Önce Anlamak Sonra Anlaşılmak
“-Okumuş yazmış adam öğüt vermez de, dedi. / -Ya ne yapar? dedim. /- Adamı anlar, dedi, ne yapacak." Tahminen Sait Faik Abasıyanık’ın bir hikayesinden alınan bu kuple sosyal medyada karşıma çıktı. Anlamak bir şeyin ne demek olduğunu, neye işaret ettiğini kavramak ve birinin duygularını, istek ve düşüncelerini sezebilmek anlamlarının karşılığıdır. Anlamak insan hayatının temel kavramlarından biridir. Anlamanın ne demek olduğu ve hayatımızda ne kadar yer edindiği konusu çok önemlidir.
İnsan her zaman anlaşılmak ister ve anlaşılmak isterken anlaması gerekeni anlamamakta ısrarcı tavrını sürdürür. Günümüz insanı ısrarla muhataplarını anlamak yerine devamlı kendilerini anlatmaya çalışıyor. Ancak es geçilen nokta şu ki karşısındakiler de anlamaktan çok anlaşılmayı istiyor. İş böyle olunca bol bol öğütler havada uçuşurken iletişimde anlam savaşı sonuçsuz kalıyor ve en anlamlı cümleler bile anlamsızlaşıyor.
Anlaşılma istekleri sonuçsuz kaldıkça öğütler emirlere ve zorlamalara kayıyor. Bu emir ve zorlamaların da sonuçsuz kalacağı aşikâr. Sonuçsuzluk ise kaosu doğuruyor. Kaos içindeki insan, manen çöküşe sürükleniyor. Günümüzde bu kaos ve kaosun neden olduğu çöküş çok net kendini belli ediyor. Çökmüş bir toplumun dengesiz moral istasyonlarında gidip gelirken insanlığımızı da farkında olmadan kaybediyoruz. Anlamak anlatmaktan daha kolay ve öncelik anlamakta olmalıdır. Anladığımız kadar kendimizi anlatabiliriz. Karşımızdakini anlamıyorsak ondan da bizi anlamasını beklememeliyiz.
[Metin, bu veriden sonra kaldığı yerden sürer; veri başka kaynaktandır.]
PR #287, opened 2022-03-13
feat(sync): add test for `git sync --pull`

arxanas:


tests/command/test_sync.rs
```diff
@@ -97,3 +99,71 @@ fn test_sync_up_to_date() -> eyre::Result<()> {
...
+    {
+        let (stdout, _stderr) = cloned_repo.run(&["sync", "-p"])?;
+        insta::assert_snapshot!(stdout, @r###"
+        branchless: running command: <git-executable> fetch --all
+        Fetching origin
+        Attempting rebase in-memory...
+        [1/1] Committed as: 8e521a10 create test3.txt
+        branchless: processing 1 update: branch foo
+        branchless: processing 1 rewritten commit
+        branchless: running command: <git-executable> checkout foo
```
martinvonz, line 147: Sorry about an off-topic comment for this PR, but these message have always seemed to me like they should be at debug level. Or do you think users care about them (I've only used git-branchless as few times, so I don't count myself as a user)?

arxanas: In this particular case, since it's delegating to a sub-operation, a lot of the messages are grayed out:

Zrzut ekranu 2022-03-13 o 01 22 36

For the `branchless:` messages, the reasoning was originally:

1) to help debug in early stages of development.
2) to inform users that git-branchless reacts to/tracks user events.

My intention was to add an option to disable these messages for users who understood how git-branchless works, but in practice, I never got around to it because it didn't bother me. (I've been careful to output only a constant number of lines per operation, unlike Git, which might output 100 lines after a commit with 100 files.)

martinvonz: Makes sense. Thanks for explaining.

PR #1086, opened 2025-06-30
ATO-1730/Allow RP to set landing page url

james-peacock-gds:
### Wider context of change

RPs should have a landing page url registered if they are going to use identity verification. The ability to add landing page url to client config is being [added to authentication api](https://github.com/govuk-one-login/authentication-api/pull/6715)

### What’s changed

- add landingPageUrl to the 'Manage client' settings on Manage service page, with a corresponding page for updating landingPageUrl
- add hint text to the enable identity verification page to explain the need for landing page url
- conditionally add reminder about landing page url to the success banner when identity verification enabled
- generate success banner text in the controller to avoid complex logic in the template

NB: `landingPageUrl` is the term used in the Client Registry so this term is used in the SSE code. However, in the UI other urls are referred as URI (e.g. Sector identifier URI) so to be consistent with these other settings labels, the label 'Landing Page URI' is displayed in the UI.

### Manual testing

Deployed to dev alongside [changes to authentication-api](https://github.com/govuk-one-login/authentication-api/pull/6715) and observed the following successful test cases:

**1. Create a new service, which by default has no landingPageUrl set**
Screenshot 2025-06-26 at 14 53 20

**2. Hint text on enable identity verification page**
Screenshot 2025-06-26 at 14 53 44

**3. Success banner for enabling identity verification changes when no landingPageUrl set**
Screenshot 2025-06-26 at 14 54 09

**4. Success banner for enabling identity verification changes when landingPageUrl already set**
Screenshot 2025-06-26 at 14 54 34

**5. Success banner for disabling identity verification changes**
Screenshot 2025-06-26 at 14 53 57

**6. Success banner for adding/changing landingPageUrl**
Screenshot 2025-06-26 at 14 54 22

**7. Invalid landingPageUrl entered**
Screenshot 2025-06-26 at 14 54 47

- also checked that adding/updating landingPageUrl was reflected in the client registry dynamo db table.

### Related PRs

- [changes to authentication-api](https://github.com/govuk-one-login/authentication-api/pull/6715) to accept landingPageUrl in client registration and updates

### DIFF
--- a/express/src/controllers/clients.ts
+++ b/express/src/controllers/clients.ts
@@ -38,12 +38,16 @@ export const showClient: RequestHandler = async (req, res) => {
         displayedKey = client.jwksUri;
     }
 
+    const successBannerMessage = req.session.updatedField
+        ? generateSuccessBannerMessage(req.session.updatedField, identityVerificationSupported, landingPageUrl)
+        : undefined;
+
     res.render("clients/client-details.njk", {
         clientId: authClientId,
         selfServiceClientId: selfServiceClientId,
         serviceId: serviceId,
         serviceName: serviceName,
-        updatedField: req.session.updatedField,
+        successBannerMessage: successBannerMessage,
         redirectUris: redirectUris,
         scopesRequired: client.scopes,
         ...(client.token_endpoint_auth_method === "client_secret_post"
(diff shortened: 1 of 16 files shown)


express/src/controllers/clients.ts
```diff
@@ -990,3 +995,35 @@ export const processChangePKCEEnforcedForm = async (req: Request, res: Response)
...
+
+export const processChangeLandingPageUrlForm: RequestHandler = async (req: Request, res: Response): Promise<void> => {
+    const landingPageUrl = req.body.landingPageUrl;
+    const s4: SelfServiceServicesService = req.app.get("backing-service");
+
+    await s4.updateClient(
+        nonNull(req.context.serviceId),
+        req.params.selfServiceClientId,
+        req.params.clientId,
+        {landing_page_url: landingPageUrl},
```
cearl1, line 1039: Do we need any validation here to check if the url is valid? Not sure if it will complain about this when we retrieve it from the client registry if we save it here and it's invalid.

PR #136, opened 2019-11-26
Fix touch to seek flicker on iOS

michalchudziak:
Summary:
---------

Fixes #134 #131

Test Plan:
----------

Touch to seek and confirm that there's no flicker.

Issue #134, opened 2019-11-22
[iOS] Touch on slider bar brings the thumb to beginning of the bar


ludovic-gonthier:
## Environment

```
System:
    OS: macOS Mojave 10.14.6
    CPU: (8) x64 Intel(R) Core(TM) i7-4980HQ CPU @ 2.80GHz
    Memory: 1.36 GB / 16.00 GB
    Shell: 3.2.57 - /bin/bash
  Binaries:
    Node: 10.11.0 - ~/.nvm/versions/node/v10.11.0/bin/node
    Yarn: 1.17.3 - /usr/local/bin/yarn
    npm: 6.4.1 - ~/.nvm/versions/node/v10.11.0/bin/npm
    Watchman: 4.9.0 - /usr/local/bin/watchman
  SDKs:
    iOS SDK:
      Platforms: iOS 12.4, macOS 10.14, tvOS 12.4, watchOS 5.3
    Android SDK:
      API Levels: 28
      Build Tools: 28.0.3
      System Images: android-28 | Google Play Intel x86 Atom
  IDEs:
    Android Studio: 3.5 AI-191.8026.42.35.5900203
    Xcode: 10.3/10G8 - /usr/bin/xcodebuild
  npmPackages:
    react: 16.9.0 => 16.9.0
    react-native: 0.61.1 => 0.61.1
```

## Description

On iOS, when I try to touch the slide to go increase/decrease its value, the thumb always goes to the beginning of the slider without triggering the `onValueChange` callback.
On Android, this behavior works fine.

## Reproducible Demo

```jsx
<Slider
  minimumValue={6}
  value={16}
  maximumValue={26}
  onValueChange={(value) => console.log('Value changed: ', value}
  step={1}
/>
```

mcousillas6:
I'm having the same issue, is there any way to disable the tap to seek until this is resolved?

BunlongOung:
@mcousillas6 You can downgrade to use `2.0.3` for now.

BunlongOung:
I'm facing this issue, too. Downgrade to 2.0.3 can solve the problem for now since it does not handle touch on slide bar

michalchudziak:
I guess it'd be best if we add an option to toggle that behavior via props. Anyone interested in sending a PR? cc @wojteg1337

mcousillas6:
> I guess it'd be best if we add an option to toggle that behavior via props. Anyone interested in sending a PR? cc @wojteg1337

[...]

Issue #131, opened 2019-11-19
Slider still jumping all over the place when sliding back and forth using step={1}


schumannd:
This used to be an issue #109 for users using old react native versions. Now that we updated, the issue still seems to persist.

Using the latest version:

    "@react-native-community/slider": "2.0.3",
    "react-native": "0.61.4",

Krizzu:
@schumannd What iOS version have you tested?

schumannd:
iOS 13.1.2

michalchudziak:
This issue should be fixed in version `2.0.6`. Please check it out and re-open this if it still occurs :)

schumannd:
It was an issue caused by my handling of onValueChange to begin with. Thanks for your help!

joshbg2k:
> It was an issue caused by my handling of onValueChange to begin with. So it probably wasn't broken in the end. Thanks for your help!

@schumannd How did you handle it? I have the same issue but with RN 0.55.4.

schumannd:
@joshbg2k actually we didn't.

The issue arises for us, if we add any state update to the `onValueChange` vs. `currentValue` loop. Removing this, or only using `onSlidingComplete` avoids the problem. For us this was not an option though, as we want a "speech bubble" to always stay with the sliding head. Is this situation similar to yours?

joshbg2k:
@schumannd Yeah it's really similar. My slider enables a range of values in steps, so when the user slides in either direction, the label for each step changes based on it being enabled or disabled, so I use `onValueChange` to update the state and manage that. So I think we're both in the same boat - we want richer user feedback _while_ the user is using the slider. Looks like I'll have to use `onSlidingComplete` and update multiple labels at once at the end of the interaction. Not ideal but at least the feature will be usable until a fix or alternative is available.

schumannd:
@joshbg2k, @michalchudziak I would say it is not fixed then. It used to work before we updated to RN 61.4. So it might be related to a change in how RN updates state. I also couldn't find any reference to `currentValue` in the README. Is that not supported anymore? Maybe that's where the issue lies.

lkoehl:
For me the slider also jumps around, but also when step > 1. It doesn't change if I don't set the state in ```onValueChange```. For right now I needed to switch to another slider library. 
Also I am using the latest version ```2.0.8```.

Jason-Cooke:
@michalchudziak Could we reopen this please?

mikehardy:
[...]

PR #201, opened 2020-07-03
Re add ios tap handler

mikehardy:
Summary:
---------

First thanks for this package everyone, I appreciate it

I want the slider on iOS to handle tap events by sliding to the tap.

It's been tried before: #117 implemented tap-handling for iOS, and it worked, mostly

But: #131 #134 were documented regressions from #117

So #136 reverted the change from #117 as the understandable quick fix

I investigated the original PR because I really wanted it to work, and discovered that it was just a mis-match between the values the tap handler propagated compared with what the value consumer wanted

Specifically:
- value emitted was pure 0 through 1 inclusive percentage where the slider was tapped
- value consumed was expected to be the range value from minimum to maximum

So:
- I reverted the revert from #136 / @michalchudziak 
- That brings us back to the #117 state where we have tap-handling from @shwetsolanki but with a bug
- I altered the math in the tap handler to take the original raw slider percentage and emit instead the range value

Now it works?

Test Plan:
----------

1. First just hacking around I tested this in my project directly with a node_modules edit, it worked! For positive min/max and a 1 step value it was perfect
1. Then I forked and cloned and checked it in the example - it didn't work! 
1. So I added onSlideComplete handling in the example and now it worked everywhere except negative min value
1. So I corrected the math to handle negatives (similar to existing code)

Now it works everywhere I believe.
Interested parties that should test if/when this is integrated are @schumannd @ludovic-gonthier and @mcousillas6  and @BunlongOung

I will attach a patch-package file in a follow-on comment that you can drop in patch-package for use with the current published version in order to easily verify. I would love any success (or error) reports

Cheers

### DIFF
--- a/example/SliderExample.js
+++ b/example/SliderExample.js
@@ -31,6 +31,7 @@ class SliderExample extends React.Component<$FlowFixMeProps, $FlowFixMeState> {
         <Slider
           {...this.props}
           onValueChange={value => this.setState({value: value})}
+          onSlidingComplete={value => this.setState({value: value})}
         />
       </View>
     );
--- a/src/ios/RNCSlider.m
+++ b/src/ios/RNCSlider.m
@@ -23,9 +23,12 @@
     }
     return self;
 }
+
 - (void)tapHandler:(UITapGestureRecognizer *)gesture {
     CGPoint touchPoint = [gesture locationInView:self];
-    [self setValue:touchPoint.x / self.bounds.size.width animated: YES];
+    float rangeWidth = self.maximumValue - self.minimumValue;
+    float sliderPercent = touchPoint.x / self.bounds.size.width;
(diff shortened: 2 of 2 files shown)


mikehardy:
Use [patch-package](https://github.com/ds300/patch-package) in your project and drop this in your patches folder (without the .txt ending I needed for github) to test - 🙏 please someone report success or failure, ideally someone that had problems before

Thanks!

[@react-native-community+slider+3.0.0.patch.txt](https://github.com/react-native-community/react-native-slider/files/4871484/%40react-native-community%2Bslider%2B3.0.0.patch.txt)

mikehardy:
@brentvatne / @michalchudziak any interest? has received more wide spread testing in my work project, no issues so far, seems to address all the existing issues with the previous attempt...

Büyük şair Arthur Rimbaud “Öteki sensin, ama onunla el sıkışmak istemiyorsun." diyor. Biz biriz öteki de yok beriki de yok. Muhataplarımızı anlamalı ve onlarla samimiyetle el sıkışmalı hatta sarılmalıyız. Ötekileştirdikçe anlamamız mümkün değil. Anlama çabası anlatma çabasının önüne geçmediği sürece anlatma süreci boş bir uğraştan başka bir şey değildir. Bu boşluktan iyilik çıkmasını beklemek hayaldir ve anlamsızdır.
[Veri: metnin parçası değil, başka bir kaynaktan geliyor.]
PR #210, opened 2020-07-17
Add Windows Slider.

rectified95:
Summary: Adding the Windows implementation of this module.
---------
Implemented the following properties:
  - maximumValue, minimumValue, value, step
  - inverted, disabled, vertical (Windows-specific)
  - minimumTrackTintColor, maximumTrackTintColor
  - thumbTintColor, thumbImage
  - onValueChange, onSlidingStart, onSlidingComplete

Closes microsoft/react-native-windows#4612 

Updated the README with information on how to run the test app on Windows, and how to link this module to existing projects.
(Also moved the example app's one into the main file in order to improve coherence).

Updated the version of React Native for this module to >=62 - I'd like to begin a discussion on whether this is fine for this module, or should be done only for Windows, which requires that version.

Also, spotted dead code in `Slider.js` - the default prop values don't get picked up at all - changing them doesn't alter the app's behavior. Given this and the fact that a default value of 0 for the `step` prop seems mistaken, I'm also updating it by placing it in the component definition (can be overridden easily). (defaultProps is not available on components returned by forwardRef, as is the case here - https://github.com/facebook/flow/issues/7467)

Test Plan:
----------
As a subsequent PR, I'd like to add a basic CI loop for this. Since there are issues with Windows builds on CircleCI, it'd have to be through the addition of Github actions.

You can run the test app on Windows to see it in action. 

 sliderWindows


README.md
```diff
@@ -308,17 +318,60 @@ To fix formatting errors, run the following:
...
+
+## Start the app
+
+- Run `yarn run:android` to run on Android
+- Run `yarn run:ios` to run on iOS
+- Run `yarn run:web` to run on web
+
+### Windows
+- Run `yarn run:windows` to run the bundler. Then, run the example app solution in Visual Studio.
+
```
asklar, line 341: can we simplify this? yarn run:windows should be able to do npx react-native run-windows?

README.md
```diff
@@ -308,17 +318,60 @@ To fix formatting errors, run the following:
...
+# Manual linking of the module on Windows
+On Windows, you need to manually link the `Slider` native module to your project.
+
+#### Add the SliderWindows project to your solution
+
+1. Open the solution in Visual Studio 2019.
+2. Right-click solution icon in Solution Explorer > Add > Existing Project.
+   Select 'D:\pathToYourApp\node_modules\@react-native-community\slider\windows\SliderWindows\SliderWindows.vcxproj'.
+
```
asklar, line 350: isn't this possible with the react-native CLI? most RN devs will be more comfortable with the CLI than VS, could we add instructions to do that?

example/SliderExample.js
```diff
@@ -171,6 +174,20 @@ export const examples = [
...
   },
+  {
+    title: 'Custom thumb (network image)',
+    platform: 'windows',
+    render(): Element<any> {
+      return (
+        <SliderExample
+          thumbImage={{
+            uri:
+              'https://cdn2.iconfinder.com/data/icons/minimalism/512/twitter.png',
```
asklar, line 185: maybe use an icon in the open domain as opposed to an icon with a license attached to it (plus this link is in a CDN so it may change?)

example/metro.config.windows.js
```diff
@@ -0,0 +1,49 @@
...
+
+module.exports = {
+  resolver: {
+    extraNodeModules: {
+      // Redirect react-native to react-native-windows
+      'react-native': rnwPath,
+      'react-native-windows': rnwPath,
+    },
+    // Include the macos platform in addition to the defaults because the fork includes macos, but doesn't declare it
+    platforms: ['ios', 'android', 'windesktop', 'windows', 'web', 'macos'],
```
asklar, line 27: what's windesktop? 🤔

example/package.json
```diff
@@ -5,16 +5,18 @@
   "scripts": {
     "start": "node ../node_modules/react-native/local-cli/cli.js start",
     "run:android": "react-native run-android",
+    "run:windows": "react-native start --use-react-native-windows --projectRoot ../",
```
asklar, line 8: why not react-native run-windows?

example/windows/SliderTestWindows/Package.appxmanifest
```diff
@@ -0,0 +1,49 @@
+﻿<?xml version="1.0" encoding="utf-8"?>
+
+<Package
+  xmlns="http://schemas.microsoft.com/appx/manifest/foundation/windows10"
+  xmlns:mp="http://schemas.microsoft.com/appx/2014/phone/manifest"
+  xmlns:uap="http://schemas.microsoft.com/appx/manifest/uap/windows10"
+  IgnorableNamespaces="uap mp">
+
+ <Identity
+    Name="359e3698-40e8-432a-a406-1213a9404462"
```
asklar, line 10: give the package a human readable name?

src/windows/SliderWindows/SliderView.cpp
```diff
@@ -0,0 +1,237 @@
...
+
+        for (auto const& pair : propertyMap) {
+            auto const& propertyName = pair.first;
+            auto const& propertyValue = pair.second;
+
+            if (propertyName == "value") {
+                if (propertyValue.IsNull()) {
+                    this->ClearValue(xaml::Controls::Primitives::RangeBase::ValueProperty());
+                }
+                else {
```
asklar, line 72: is this using clang format? seems like the formatting is different than in our repo?

src/windows/SliderWindows/SliderView.cpp
```diff
@@ -0,0 +1,237 @@
...
+                    auto resDict = this->Resources();
+
+                    resDict.Insert(winrt::box_value(L"SliderThumbBackground"), propertyValue.To<winrt::Brush>());
+                    resDict.Insert(winrt::box_value(L"SliderThumbBackgroundPointerOver"), propertyValue.To<winrt::Brush>());
+                    resDict.Insert(winrt::box_value(L"SliderThumbBackgroundPressed"), propertyValue.To<winrt::Brush>());
+                }
+            }
+            else if (propertyName == "thumbImage") {
+                if (!propertyValue.IsNull()) {
+                    auto imgUriString = propertyValue.AsObject()["uri"].AsString();
```
asklar, line 158: is it guaranteed that the thumbimage is a url? i.e. it won't work with e.g. base64 encoded svg?

src/windows/SliderWindows/SliderWindows.vcxproj
```diff
@@ -0,0 +1,174 @@
...
+    <ProjectConfiguration Include="Release|x64">
+      <Configuration>Release</Configuration>
+      <Platform>x64</Platform>
+    </ProjectConfiguration>
+  </ItemGroup>
+  <PropertyGroup Label="Configuration">
+    <ConfigurationType>DynamicLibrary</ConfigurationType>
+    <PlatformToolset>v140</PlatformToolset>
+    <PlatformToolset Condition="'$(VisualStudioVersion)' == '15.0'">v141</PlatformToolset>
+    <PlatformToolset Condition="'$(VisualStudioVersion)' == '16.0'">v142</PlatformToolset>
```
asklar, line 59: we should only be using v142 (and not mixing; rnw uses 142)

example/windows/SliderTestWindows/App.cpp
```diff
@@ -0,0 +1,42 @@
...
+/// authored code executed, and as such is the logical equivalent of main() or
+/// WinMain().
+/// </summary>
+App::App() noexcept
+{
+    MainComponentName(L"example");
+
+#if BUNDLE
+    JavaScriptBundleFile(L"index.windows");
+    InstanceSettings().UseWebDebugger(false);
```
asklar, line 23: We removed this pattern at some point - not super recently but in the last few months - and we now use a MainPage component instead which is how the usual UWP app template works in VS, is this not using RNW 62+?

rectified95: I was using RNW62 and this is what got generated

README.md
rectified95: hmm, that might be a good idea. I just followed what we put in the docs

README.md
rectified95: You mean autolinking? I thought it's not available in RNW v62

example/SliderExample.js
rectified95: will do

src/windows/SliderWindows/SliderView.cpp
rectified95: I just used formatting that I find clearer, with more spacing between if-else clauses. It's not our repo, so I didn't know if we want to impose the same style

src/windows/SliderWindows/SliderWindows.vcxproj
rectified95: This is generated code. will adjust.

src/windows/SliderWindows/SliderView.cpp
rectified95: I didn't see examples of base64-encoded images in the examples here, so I just made sure both local and network files render properly. I don't think it's crucial that the thumb can be an svg

example/package.json
rectified95: copied from WebView, which we link to in our docs (https://microsoft.github.io/react-native-windows/docs/native-modules-setup#option-2-adding-windows-support-to-existing-sample-app)

example/metro.config.windows.js
rectified95: copied from WebView, which we link to in our docs (https://microsoft.github.io/react-native-windows/docs/native-modules-setup#option-2-adding-windows-support-to-existing-sample-app)

rectified95: Will delete

example/windows/SliderTestWindows/Package.appxmanifest
rectified95: will do

example/package.json
rectified95: changed.

example/windows/SliderTestWindows/App.cpp
rectified95: The same thing got generated for Tatiana: https://github.com/react-native-community/progress-view/pull/37/files#diff-c0553c5c1db81914e0098a7cf30ac5c3

src/windows/SliderWindows/SliderView.cpp
rectified95: The same formatting was used in the ProgressView and Picker repos when adding Windows support.

example/windows/SliderTestWindows/App.cpp
rectified95: Can you point me to the updated template you're referencing?

asklar: @rectified95 https://github.com/microsoft/react-native-windows/blob/master/vnext/local-cli/templates/cpp/src/App.cpp
https://github.com/microsoft/react-native-windows/blob/master/vnext/local-cli/templates/cpp/src/MainPage.cpp

README.md
asklar: * only sad reacts *

src/windows/SliderWindows/SliderView.cpp
asklar: i don't think it's crucial - but maybe clarify this in the documentation that you can't use base64 SVG as an image for this

example/windows/SliderTestWindows/App.cpp
rectified95: Thanks for the pointer,
I've looked at those files and they contain elements (eg. xamlNamespaceCpp) that get replaced by the CLI during project creation. It'd be difficult for me to replace them all manually.

This is just an example app, so I think it should be ok? Especially given that this is what was generated for me on RNW 62.

src/windows/SliderWindows/SliderView.cpp
rectified95: Updated the doc to say svg won't work.

README.md
```diff
@@ -308,17 +319,60 @@ To fix formatting errors, run the following:
...
+- (on iOS) Run `npx pod-install` from the `example` directory
+- (on Windows) You need to manually link the Slider module to your project.
+
+## Start the app
+
+- Run `yarn run:android` to run on Android
+- Run `yarn run:ios` to run on iOS
+- Run `yarn run:web` to run on web
+
+### Windows
```
asklar, line 340:
```suggestion
```

remove to make Windows just another one of the gang :)

rectified95:
@wojteg1337 @michalchudziak 
My colleague has signed off on this one. Can you guys take a look as well?

rectified95:
@michalchudziak Thanks for the approval!
Before you merge it, I just wanted call out the fact that **I bumped up the version of RN to 62**, and took a guess as to this being a breaking change, which would result in the release number getting change to something like 3.1.X (indicated in README). 
Let me know if this is fine, or whether you'd prefer to keep this module on an older version of React Native, with a note that on Windows the latest is required.

rectified95:
@michalchudziak What do you think about my last comment? :)

rectified95:
@michalchudziak @wojteg1337 Can you merge this one, plz? Do you want to address the question from my previous comments?

PR #221, opened 2020-08-26
fixes(web): sliding on track edge bugs

### LINKED ISSUE #199: [BUG][WEB] wrong value when reaching track edges
## Description
The web version has problems when during a drag the cursor goes over the left or right edge of the track.

Screen Recording 2020-07-03 at 13 43 14

## Reproducible Demo

See this [snack](https://snack.expo.io/@misterdev/[bug]-react-native-slider-drag-to-the-edge)

NOTE: the snack starts with an error message that I'm not able to fix, making a simple edit to the code updates the view and the error disappears
Screenshot 2020-07-03 at 14 47 52

misterdev:
Summary:
---------
Fixes #199 

When sliding, the delta is calculated using `e.locationX` ([code](https://github.com/react-native-community/react-native-slider/blob/master/src/js/RNCSliderNativeComponent.web.js#L278)) that is not aware of which is the element with the `onResponderMove` listener (see [here](https://github.com/necolas/react-native-web/issues/693#issuecomment-365125740)).

This causes #199 because when you slide over the edge of the track `locationX` contains the position of the cursor relative to an element outside of the slider, resulting in an incorrect calculation of the slider value.

In order to make it work, I used `e.pageX` to get the position of the cursor on the page and I compare it with the `x` of the slider container (`containerPositionX`).

`containerPositionX` is calculated when there's a slider layout change (using `onLayout`) and when there's a window resize

This works with `inverted` but not with `vertical` (that doesn't seem to be an implemented feature)

Test Plan:
----------

I don't know how to programmatically test it, I've manually tested it on the `examples`.

|Before|After|
|-|-|
|ezgif com-video-to-gif (1)|ezgif com-video-to-gif|

### DIFF
--- a/src/js/RNCSliderNativeComponent.web.js
+++ b/src/js/RNCSliderNativeComponent.web.js
@@ -6,6 +6,7 @@
  *
  */
 
+import ReactDOM from 'react-dom';
 import React, {useCallback} from 'react';
 import {View, StyleSheet} from 'react-native';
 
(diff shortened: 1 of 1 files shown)


alfonsocj:
@michalchudziak Do you mind checking this one? It's a bug that confuses web users a lot.

michalchudziak (approved):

Anlamak/anlayabilmek için ise düzenli bir şekilde okumalıyız. Çünkü okumak anlama yeteneğini geliştiren en kusursuz eylemdir. Anlama yeteneği gelişen insan her duruma ve karşılaştığı her probleme farklı pencerelerden bakabilir, yaptığı değerlendirmelerden sonra en doğru olanı bulabilir ve en önemlisi de karşısındaki kişileri kusursuz bir şekilde anlayabilir.
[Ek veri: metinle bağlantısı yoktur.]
PR #222, opened 2020-08-26
fixes(web): sliding over track edges bugs

misterdev:

### DIFF
--- a/package.json
+++ b/package.json
@@ -1,6 +1,7 @@
 {
   "private": true,
   "workspaces": ["src", "example"],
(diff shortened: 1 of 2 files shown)


package.json
```diff
@@ -1,6 +1,7 @@
 {
   "private": true,
   "workspaces": ["src", "example"],
+  "version": "1.0.0",
```
misterdev, line 4: I think it's needed by yarn to install this as a package https://github.com/yarnpkg/yarn/issues/6195

PR #233, opened 2020-09-30
Add tapToSeek prop, fix unintentional scrolling, call onValueChanged when tapping

smallsaucepan:
Summary:
---------

This feature fork started out adding a tapToSeek prop to allow us to disable that functionality on iOS. The main motivation for this was to avoid inadvertent scrolling on touch down on iOS. Found what may be causing the inadvertent scrolling and fixed that (simulator only unfortunately - I don't a physical device). Also added the originally requested tapToSeek prop to make this functionality opt in on iOS.

Believe this fixes #156, fixes #211, fixes #212 and maybe fixes #147 as well.

Test Plan:
----------

Locally run yarn test passes.
CircleCI tests pass.
Visually inspect on iOS simulator and Android emulator. 
Tweaked one of the examples to demonstrate the tapToSeek behaviour.

PR #235, opened 2020-10-14
iOS: Fix problem where slider returned to original position.

MarkCSmith:
If the slide was quick, the new tap gesture recognizer would be
invoked and cause the slider to return to its original position
(ignoring the slide).

Summary:
---------

This fixes a problem introduced by #233 where the slider sometimes returns to its original position after a slide. To reproduce the problem, do a quick slide (short distance) with a slider that has `tapToSeek=true`.

Test Plan:
----------

Tested interactively on iOS and Android.

### DIFF
--- a/src/ios/RNCSliderManager.m
+++ b/src/ios/RNCSliderManager.m
@@ -11,9 +11,11 @@
 #import <React/RCTEventDispatcher.h>
 #import "RNCSlider.h"
 #import <React/UIView+React.h>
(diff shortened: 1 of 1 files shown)


agnieszkabugla:
@MarkCSmith , @michalchudziak 
The fix has been merged to master, but not released yet, right? I don't see property "tapToSeek" on the slider component in version 3.0.3. When is it planned to be released? :)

Sokrates der ki “Okumayan insan, hayata tek bir pencereden bakar, bildiği ezber cümlelerle olayları yorumlar ve dar kalıplı bakış açısına sahip olur.” İşte gerçek okur hayata tek bir pencereden bakmamayı, ezber cümlelerden uzak durmayı ve dar kalıplı bakış açısından kaçınmayı bilen kişidir. Bir/birkaç fikrin sarsılmaz savunucusu olmak bizi hayata tek bir pencereden bakmaya mahkûm eder, dar kalıp bakış açısına yönlendirir ve anlayış biçimimizi sınırlandırır. Sınırlı anlayış biçimi maalesef bizi anlayışsızlığa sürükler. Karşımızdakileri anlamaya çalışmak onlara anlatmaktan önce onları anlamaya çalışmak sorunları en aza indirecek ve daha huzurlu bir toplumda yaşamamıza imkân sağlayacaktır. Anlaşılmaya çok ihtiyacımızın olduğu şu zamanlarda muhataplarımızı anlayarak anlaşılmayı beklemek en doğru hareket olacaktır. Bunun anahtarı ise istisnanız tüm insanların doğru okuma alışkanlığını kazanmasında saklıdır.